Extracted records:
* * * * * * *
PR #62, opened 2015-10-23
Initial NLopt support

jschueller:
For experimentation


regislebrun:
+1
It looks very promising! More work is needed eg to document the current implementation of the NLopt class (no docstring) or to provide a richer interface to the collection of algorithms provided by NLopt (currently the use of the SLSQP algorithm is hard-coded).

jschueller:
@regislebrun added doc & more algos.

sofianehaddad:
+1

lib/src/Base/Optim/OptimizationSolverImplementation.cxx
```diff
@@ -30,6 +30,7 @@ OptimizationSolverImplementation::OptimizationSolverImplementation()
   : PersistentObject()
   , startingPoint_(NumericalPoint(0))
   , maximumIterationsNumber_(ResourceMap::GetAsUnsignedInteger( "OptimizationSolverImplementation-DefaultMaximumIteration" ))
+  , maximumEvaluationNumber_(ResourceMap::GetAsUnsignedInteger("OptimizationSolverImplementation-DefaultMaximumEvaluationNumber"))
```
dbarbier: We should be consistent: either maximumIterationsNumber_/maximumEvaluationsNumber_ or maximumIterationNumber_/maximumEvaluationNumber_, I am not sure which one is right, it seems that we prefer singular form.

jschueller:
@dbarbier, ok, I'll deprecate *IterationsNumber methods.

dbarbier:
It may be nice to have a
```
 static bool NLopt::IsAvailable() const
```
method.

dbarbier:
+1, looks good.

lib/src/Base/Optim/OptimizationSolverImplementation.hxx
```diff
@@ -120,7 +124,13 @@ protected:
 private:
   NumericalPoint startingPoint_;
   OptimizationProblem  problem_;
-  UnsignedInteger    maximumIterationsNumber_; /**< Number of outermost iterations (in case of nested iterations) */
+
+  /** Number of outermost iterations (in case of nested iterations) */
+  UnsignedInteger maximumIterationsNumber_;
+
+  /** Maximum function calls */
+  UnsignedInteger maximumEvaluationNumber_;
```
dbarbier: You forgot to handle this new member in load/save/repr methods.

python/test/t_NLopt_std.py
* * * * * * *
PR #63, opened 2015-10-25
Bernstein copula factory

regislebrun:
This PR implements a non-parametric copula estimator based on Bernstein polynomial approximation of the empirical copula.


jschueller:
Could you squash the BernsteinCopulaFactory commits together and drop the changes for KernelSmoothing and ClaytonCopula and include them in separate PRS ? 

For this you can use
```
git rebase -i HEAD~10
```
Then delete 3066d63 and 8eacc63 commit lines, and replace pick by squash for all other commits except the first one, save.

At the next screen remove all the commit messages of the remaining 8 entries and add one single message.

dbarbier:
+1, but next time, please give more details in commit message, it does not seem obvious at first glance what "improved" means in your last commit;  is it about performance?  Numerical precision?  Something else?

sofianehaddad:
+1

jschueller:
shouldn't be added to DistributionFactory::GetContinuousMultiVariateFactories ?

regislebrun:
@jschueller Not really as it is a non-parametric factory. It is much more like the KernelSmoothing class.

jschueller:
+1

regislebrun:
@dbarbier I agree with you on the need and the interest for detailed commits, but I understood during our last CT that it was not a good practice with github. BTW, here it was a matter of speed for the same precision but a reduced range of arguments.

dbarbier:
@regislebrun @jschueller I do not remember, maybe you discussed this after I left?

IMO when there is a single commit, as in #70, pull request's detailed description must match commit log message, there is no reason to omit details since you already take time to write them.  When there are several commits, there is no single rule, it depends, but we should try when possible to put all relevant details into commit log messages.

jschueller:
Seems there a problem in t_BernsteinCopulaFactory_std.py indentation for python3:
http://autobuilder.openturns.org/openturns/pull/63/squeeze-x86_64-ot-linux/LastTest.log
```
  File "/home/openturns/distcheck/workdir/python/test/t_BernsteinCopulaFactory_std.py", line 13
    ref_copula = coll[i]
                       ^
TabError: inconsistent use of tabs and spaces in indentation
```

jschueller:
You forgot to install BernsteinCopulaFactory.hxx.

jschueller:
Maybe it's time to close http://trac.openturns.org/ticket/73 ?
* * * * * * *
## About this exercise
Search the entries for "looks" and copy out each line that has it.

## Response area
It looks very promising! More work is needed eg to document the current implementation of the NLopt class (no docstring) or to provide a richer interface to the collection of algorithms provided by NLopt (currently the use of the SLSQP algorithm is hard-coded).
+1, looks good.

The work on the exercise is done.